I think that it will be all right to refer to those things on Lefty’s face now, so I say. “I’d like to. Why don’t you bring him on? Any boy that can get to your ponem like that ought—”
Lefty puts a hand to the eye that is not in as good shape as the other one and says, “That ain’t his. That’s—” He laughs and takes his hand away from his eyes and takes a jewelry box out of his coat pocket and passes it to me. “Take a look at that.”
In the box there is a watch that looks like platinum attached to a chain that looks like platinum. I think they are.
Lefty says, “Read what’s on it.”
On the back of the watch it says To Albert Pastor (which is the way Lefty writes his name when he has to) with the gratitude of the members of the Grocers’ Protective Association.
“Grocers’ Protective Association,” I say slowly, “that sounds like—”
“A racket!” he finishes for me and laughs and bangs my desk with his hand. “Call me a liar if you want, but back there in my home town, this little burg that ain’t got a quarter million people in it — but get me right, a swell little burg just the same — they got racketeers!”

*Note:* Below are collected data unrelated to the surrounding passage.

PR #33, opened 2024-10-15
fix: do not show unnecessary logs and make sure they are strings not …

petebacondarwin:
…buffers


jamesopstad (approved):

examples/worker/src/index.ts
```diff
@@ -1,5 +1,6 @@
 export default {
 	async fetch() {
+		throw new Error('xxx');
```
dario-piotrowicz, line 3: is this intentional? 😅

packages/vite-plugin-cloudflare/src/miniflare-options.ts
```diff
@@ -159,8 +159,11 @@ export function getMiniflareOptions(
 	return {
 		log: logger,
 		handleRuntimeStdio(stdout, stderr) {
-			stdout.forEach((data) => logger.info(data));
-			stderr.forEach((error) => logger.error(error));
+			const decoder = new TextDecoder();
+			stdout.forEach((data) => logger.info(decoder.decode(data)));
+			stderr.forEach((error) =>
+				logger.logWithLevel(LogLevel.ERROR, decoder.decode(error)),
+			);
```
dario-piotrowicz, line 166: just out curiosity, is the `TextDecoder` necessary? yesterday I tried with `data.toString()` and `error.toString()` and that seemed to do the job 🤔

dario-piotrowicz (approved):
Looks good to me 🙂 

Awesome to also see testing for this 🤩

examples/worker/src/index.ts
petebacondarwin: Oops!

packages/vite-plugin-cloudflare/src/miniflare-options.ts
petebacondarwin: This is just how I have always converted bytes to strings.

PR #35, opened 2024-10-16
Improve error handling for Miniflare errors

jamesopstad:
This improves the error handling on wrangler config changes so that the Vite dev server is not killed when Miniflare encounters an error. Instead, the error is captured and displayed in the browser overlay on the next request. When the error is resolved, the browser is programatically refreshed.

I tried to implement the same behaviour for initial startup but this won't work as the environments can't be created without Miniflare having successfully initialised.


petebacondarwin (approved):
It would be great to find a way to test this sort of thing....

jamesopstad:
> It would be great to find a way to test this sort of thing....

Yes, any ideas how we can write tests that edit configuration files?

I'll merge for now but will have a think about this.

PR #37, opened 2024-10-23
completely remove module-fallback logic (and rely on pre-bundling)

dario-piotrowicz:


package.json
```diff
@@ -14,5 +14,10 @@
 		"@ianvs/prettier-plugin-sort-imports": "^4.3.1",
 		"prettier": "^3.3.3",
 		"prettier-plugin-packagejson": "^2.5.3"
+	},
+	"pnpm": {
+		"overrides": {
+			"vite": "https://pkg.pr.new/vite@main"
```
dario-piotrowicz, line 20: Hopefully this is fine, if not we can wait to merge this until the next vite 6 beta release

packages/vite-plugin-cloudflare/src/cloudflare-environment.ts
```diff
@@ -1,4 +1,5 @@
 import * as vite from 'vite';
+import { nodeBuiltIns } from './node-builtin-modules';
```
petebacondarwin, line 2: Why not use:

```
import { builtinModules } = "node:modules";

const nodeBuiltIns = builtinModules.concat(builtinModules.map((m) => `node:${m}`);
```

dario-piotrowicz: What do you mean with `import { builtinModules } = "node:modules";`? 😮 

if you mean just exporting the non-prefixed modules in `node-builtin-modules` and do the prefixing using `concat` that sounds find by me 🙂

dario-piotrowicz: @petebacondarwin is this what you meant? 🙂  https://github.com/flarelabs-net/vite-plugin-cloudflare/pull/37/commits/7aefe02ec78409c19893a2a52b03763c40064ea7

petebacondarwin: Sorry there was a typo in my suggestion. This is my suggestion:

```suggestion
import { builtinModules } from "node:modules";

const nodeBuiltIns = builtinModules.concat(builtinModules.map((m) => `node:${m}`);
```

dario-piotrowicz: Ah ok awesome! I wasn't aware of this API, I've applied the change, thanks! 😄

packages/vite-plugin-cloudflare/src/miniflare-options.ts
```diff
@@ -145,16 +144,6 @@ export function getMiniflareOptions(
...
-	// TODO: we only have a single module resolution strategy shared across all workers
-	//       (generated using the first worker's dev environment)
-	//       we should investigate and ideally have potential different resolutions per worker
-	//       see: https://github.com/flarelabs-net/vite-plugin-cloudflare/issues/19
-	const firstWorkerName = workers[0]?.name;
-	invariant(firstWorkerName, 'First worker name not found');
-	const devEnvironment = viteDevServer.environments[firstWorkerName];
-	invariant(devEnvironment, 'First worker dev environment not found');
-	const resolveId = getResolveId(viteConfig, devEnvironment);
-
```
dario-piotrowicz, line 157: This issue went away by itself 🎉 

To tweak the module resolution of a specific worker all you need to do is apply appropriate `overrides` on that worker 🙂

tests/integration/module-resolution/module-resolution.test.ts
```diff
@@ -89,6 +69,22 @@ describe('module resolution', async () => {
 		});
 	});
 
+	test('node built-ins (both from userland and external dependencies)', async () => {
```
petebacondarwin, line 72: So really node built-ins should fail unless we have nodejs_compat turned on.
Not sure, therefore, how I feel about this test...

petebacondarwin: Oh but I see you did turn it on in the wrangler.toml...
Which means that the non-polyfilled modules are available.

petebacondarwin (approved):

I would not want to call Lefty a liar even if I thought he was a liar because he would have been heavyweight champion of the world before he left the ring to go in business with me if they did not have rules you are supposed to fight by in the ring and if he did not have a temper which kept him forgetting they had rules you were supposed to fight by. So I say, “Is that so?”
Lefty says that is so. He says, “You could’ve knocked me over with the District Attorney’s office. Big city stuff back there! Ain’t that a howl? And my old man being shook down along with the rest of them,” He reaches for the bottle of Scotch that he says is not good.

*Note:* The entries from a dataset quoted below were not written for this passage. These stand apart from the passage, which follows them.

PR #39, opened 2024-10-23
pre-bundling follow ups

petebacondarwin:
Now that we are prebundling, and can turn on npdejs_compat, some of the hacks from before are no longer needed.

- remove the fake process global
- remove the workerd custom import module
- remove the unsafeUseModuleFallbackService property
- consolidate environment options creation
- move vite override to the workspace catalog

### DIFF
--- a/packages/vite-plugin-cloudflare/src/cloudflare-environment.ts
+++ b/packages/vite-plugin-cloudflare/src/cloudflare-environment.ts
@@ -1,4 +1,5 @@
 import { builtinModules } from 'node:module';
+import * as path from 'node:path';
 import * as vite from 'vite';
 import { INIT_PATH, invariant, UNKNOWN_HOST } from './shared';
 import type { NormalizedPluginConfig, WorkerOptions } from './plugin-config';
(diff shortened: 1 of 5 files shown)


pnpm-workspace.yaml
```diff
@@ -6,6 +6,6 @@ packages:
 catalog:
   '@cloudflare/workers-types': ^4.20240919.0
   'typescript': ^5.6.2
-  'vite': '6.0.0-beta.2'
+  'vite': "https://pkg.pr.new/vite@main"
```
dario-piotrowicz, line 9: Instead of using the main prerelease we can now use the latest 6 beta release: [`6.0.0-beta.4`](https://github.com/vitejs/vite/blob/v6.0.0-beta.4/packages/vite/CHANGELOG.md#600-beta4-2024-10-23)

or we can keep using the main prerelease to try to closely keep up to date with vite, whatever you guys prefer is fine by me

petebacondarwin: Cool! Yes, let's go with beta.4

petebacondarwin:
```suggestion
  'vite': '6.0.0-beta.4'
```

dario-piotrowicz (approved):
Looks good to me 😄 

Thanks for addressing the spots I missed with my prebundling PR 🙏

jamesopstad:
There was a regression in this PR that means you now can't override the output directory for a Worker in the Vite config (this was why I used `configEnvironment` before, which has been removed). I've added a new issue - https://github.com/flarelabs-net/vite-plugin-cloudflare/issues/45.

“Your old man is a grocer?” I ask.
“Uh-huh, and he always wanted me to follow in his own footsteps.” Lefty says. “and that’s the real reason he didn’t have no use for my fistic career. But that’s all right now — now that I retired from the arena. He’s a swell old guy when you’re old enough to understand him and we got along fine. I give him a sedan and you’d ought to see the way he carries on about it. You’d think it was a Dusenberg.”
“Was it?” I ask.
Lefty says, “No, but you’d think it was a Rolls the way he carries on about it. Well. I’m there a couple days and he lets off about these bums that’d been lining up the grocers round town — join the protective association or else, with not many takers for the else. It seems the grocer business ain’t none too good by its own self and paying alimony to these mugs don’t help it none. The old man’s kind of worried.
“I don’t say nothing to him, but I go off by myself and do some thinking and I think, what’s the matter with me going to see these babies and ask them do they want to listen to reason or have I got to go to work on them? I can’t see nothing wrong with that idea. Can you?”
“No, Lefty,” I say, “I can’t.”
“Well, neither could I,” Lefty says, “and so I did and they don’t think they want to listen to reason. There’s a pair of them in the protective association office when I come in — just about what I expected — they know the words, but they ain’t got the motions right yet. There was a third one come in after awhile, but I’m sweating good by that time and handy pieces has been broke off some of the furniture, so I make out all right, and the old man and some of the others get together and buy me this souper with some of the dues they’d’ve had to pay next month if there’d been any protective association left.”
He puts the watch and chain back in the box and carefully puts the box back in his pocket. “And how’s your father’s horse?” he asks.